*** DATA SUPPLIED ***
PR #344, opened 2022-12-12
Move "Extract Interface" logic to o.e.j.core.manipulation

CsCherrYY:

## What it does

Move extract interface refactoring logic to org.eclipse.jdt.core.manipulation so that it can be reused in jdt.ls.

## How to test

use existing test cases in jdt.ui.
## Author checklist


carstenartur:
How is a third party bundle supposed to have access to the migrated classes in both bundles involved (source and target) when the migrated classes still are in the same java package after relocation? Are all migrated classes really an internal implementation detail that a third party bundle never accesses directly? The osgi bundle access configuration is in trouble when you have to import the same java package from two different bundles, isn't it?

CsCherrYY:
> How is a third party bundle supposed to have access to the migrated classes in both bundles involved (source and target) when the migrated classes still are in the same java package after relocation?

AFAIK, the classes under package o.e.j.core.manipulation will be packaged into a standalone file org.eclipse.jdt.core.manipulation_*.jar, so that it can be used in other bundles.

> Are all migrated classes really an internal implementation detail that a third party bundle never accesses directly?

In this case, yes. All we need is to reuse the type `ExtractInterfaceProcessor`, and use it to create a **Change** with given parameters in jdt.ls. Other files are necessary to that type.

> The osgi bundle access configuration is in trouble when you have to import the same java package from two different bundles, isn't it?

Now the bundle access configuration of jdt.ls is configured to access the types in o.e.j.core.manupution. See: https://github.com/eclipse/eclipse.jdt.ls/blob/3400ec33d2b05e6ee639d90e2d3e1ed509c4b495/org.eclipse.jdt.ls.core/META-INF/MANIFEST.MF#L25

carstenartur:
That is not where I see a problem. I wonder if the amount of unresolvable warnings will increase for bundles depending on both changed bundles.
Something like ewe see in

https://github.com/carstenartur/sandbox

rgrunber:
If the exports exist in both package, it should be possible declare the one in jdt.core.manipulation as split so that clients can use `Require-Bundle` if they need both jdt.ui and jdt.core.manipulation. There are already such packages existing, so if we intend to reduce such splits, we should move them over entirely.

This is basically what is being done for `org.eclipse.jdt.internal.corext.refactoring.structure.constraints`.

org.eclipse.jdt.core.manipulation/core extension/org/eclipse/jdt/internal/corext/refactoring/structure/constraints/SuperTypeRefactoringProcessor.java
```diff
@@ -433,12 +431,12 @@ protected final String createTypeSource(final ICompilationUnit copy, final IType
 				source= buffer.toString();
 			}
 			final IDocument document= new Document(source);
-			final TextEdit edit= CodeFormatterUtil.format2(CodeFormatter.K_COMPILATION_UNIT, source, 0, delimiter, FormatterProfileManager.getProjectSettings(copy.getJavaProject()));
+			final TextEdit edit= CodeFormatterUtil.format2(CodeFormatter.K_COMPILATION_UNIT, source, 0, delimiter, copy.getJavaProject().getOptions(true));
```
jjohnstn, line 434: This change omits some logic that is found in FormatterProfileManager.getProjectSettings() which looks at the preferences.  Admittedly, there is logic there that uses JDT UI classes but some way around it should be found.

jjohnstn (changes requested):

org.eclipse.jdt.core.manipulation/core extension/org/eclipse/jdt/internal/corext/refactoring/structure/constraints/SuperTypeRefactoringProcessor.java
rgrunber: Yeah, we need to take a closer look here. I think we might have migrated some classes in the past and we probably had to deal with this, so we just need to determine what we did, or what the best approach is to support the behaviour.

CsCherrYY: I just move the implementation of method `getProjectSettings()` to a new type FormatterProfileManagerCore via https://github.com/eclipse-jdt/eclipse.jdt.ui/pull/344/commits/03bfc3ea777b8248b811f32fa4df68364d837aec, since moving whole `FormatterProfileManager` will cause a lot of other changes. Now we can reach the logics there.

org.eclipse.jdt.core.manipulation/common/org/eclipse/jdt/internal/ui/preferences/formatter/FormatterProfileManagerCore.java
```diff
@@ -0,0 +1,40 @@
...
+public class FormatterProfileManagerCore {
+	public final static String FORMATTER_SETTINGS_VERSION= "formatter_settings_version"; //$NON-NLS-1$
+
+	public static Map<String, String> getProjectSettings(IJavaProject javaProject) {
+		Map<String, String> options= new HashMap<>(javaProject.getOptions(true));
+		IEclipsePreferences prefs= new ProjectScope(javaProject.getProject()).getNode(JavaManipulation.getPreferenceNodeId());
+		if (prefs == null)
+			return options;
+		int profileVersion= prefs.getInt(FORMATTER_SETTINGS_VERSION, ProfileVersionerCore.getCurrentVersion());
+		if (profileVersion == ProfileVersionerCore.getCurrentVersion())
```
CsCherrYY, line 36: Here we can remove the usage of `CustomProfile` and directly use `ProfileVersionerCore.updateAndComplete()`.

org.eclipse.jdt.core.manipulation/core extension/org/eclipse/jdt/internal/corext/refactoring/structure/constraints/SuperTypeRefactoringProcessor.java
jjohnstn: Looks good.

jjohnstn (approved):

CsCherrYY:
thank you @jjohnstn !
*** End of DATA SUPPLIED ***
*** DATA SUPPLIED ***
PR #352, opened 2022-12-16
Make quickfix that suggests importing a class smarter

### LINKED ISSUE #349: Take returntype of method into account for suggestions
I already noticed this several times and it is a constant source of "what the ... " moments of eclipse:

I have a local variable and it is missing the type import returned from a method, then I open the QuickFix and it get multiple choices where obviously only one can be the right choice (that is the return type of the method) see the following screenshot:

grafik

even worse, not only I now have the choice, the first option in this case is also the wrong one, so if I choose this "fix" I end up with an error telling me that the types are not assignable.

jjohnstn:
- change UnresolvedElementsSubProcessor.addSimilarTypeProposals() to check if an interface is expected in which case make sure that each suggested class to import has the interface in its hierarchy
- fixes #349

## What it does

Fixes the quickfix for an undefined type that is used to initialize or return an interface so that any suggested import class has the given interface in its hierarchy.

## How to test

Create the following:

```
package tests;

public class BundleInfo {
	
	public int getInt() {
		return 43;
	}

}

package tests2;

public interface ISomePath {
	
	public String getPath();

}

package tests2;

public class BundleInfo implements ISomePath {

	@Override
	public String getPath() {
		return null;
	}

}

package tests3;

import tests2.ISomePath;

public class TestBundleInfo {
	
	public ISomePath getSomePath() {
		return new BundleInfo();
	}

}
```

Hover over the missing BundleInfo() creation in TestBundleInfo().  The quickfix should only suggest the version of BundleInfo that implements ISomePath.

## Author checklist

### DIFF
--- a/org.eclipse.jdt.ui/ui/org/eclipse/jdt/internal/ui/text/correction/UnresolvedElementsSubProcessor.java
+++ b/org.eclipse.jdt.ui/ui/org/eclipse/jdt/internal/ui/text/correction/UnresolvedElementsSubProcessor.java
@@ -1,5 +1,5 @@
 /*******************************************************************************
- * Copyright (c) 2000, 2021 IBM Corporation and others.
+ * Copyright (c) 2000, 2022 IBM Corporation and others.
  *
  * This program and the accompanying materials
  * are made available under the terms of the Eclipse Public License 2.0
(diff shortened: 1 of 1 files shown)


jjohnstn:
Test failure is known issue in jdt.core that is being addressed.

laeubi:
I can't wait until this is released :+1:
*** End of DATA SUPPLIED ***
Could you restate word for word the lines above, from the one that contains "I already noticed" through the one that contains "Fixes the quickfix", and no others?

I already noticed this several times and it is a constant source of "what the ... " moments of eclipse:

I have a local variable and it is missing the type import returned from a method, then I open the QuickFix and it get multiple choices where obviously only one can be the right choice (that is the return type of the method) see the following screenshot:

grafik

even worse, not only I now have the choice, the first option in this case is also the wrong one, so if I choose this "fix" I end up with an error telling me that the types are not assignable.

jjohnstn:
- change UnresolvedElementsSubProcessor.addSimilarTypeProposals() to check if an interface is expected in which case make sure that each suggested class to import has the interface in its hierarchy
- fixes #349

## What it does

Fixes the quickfix for an undefined type that is used to initialize or return an interface so that any suggested import class has the given interface in its hierarchy.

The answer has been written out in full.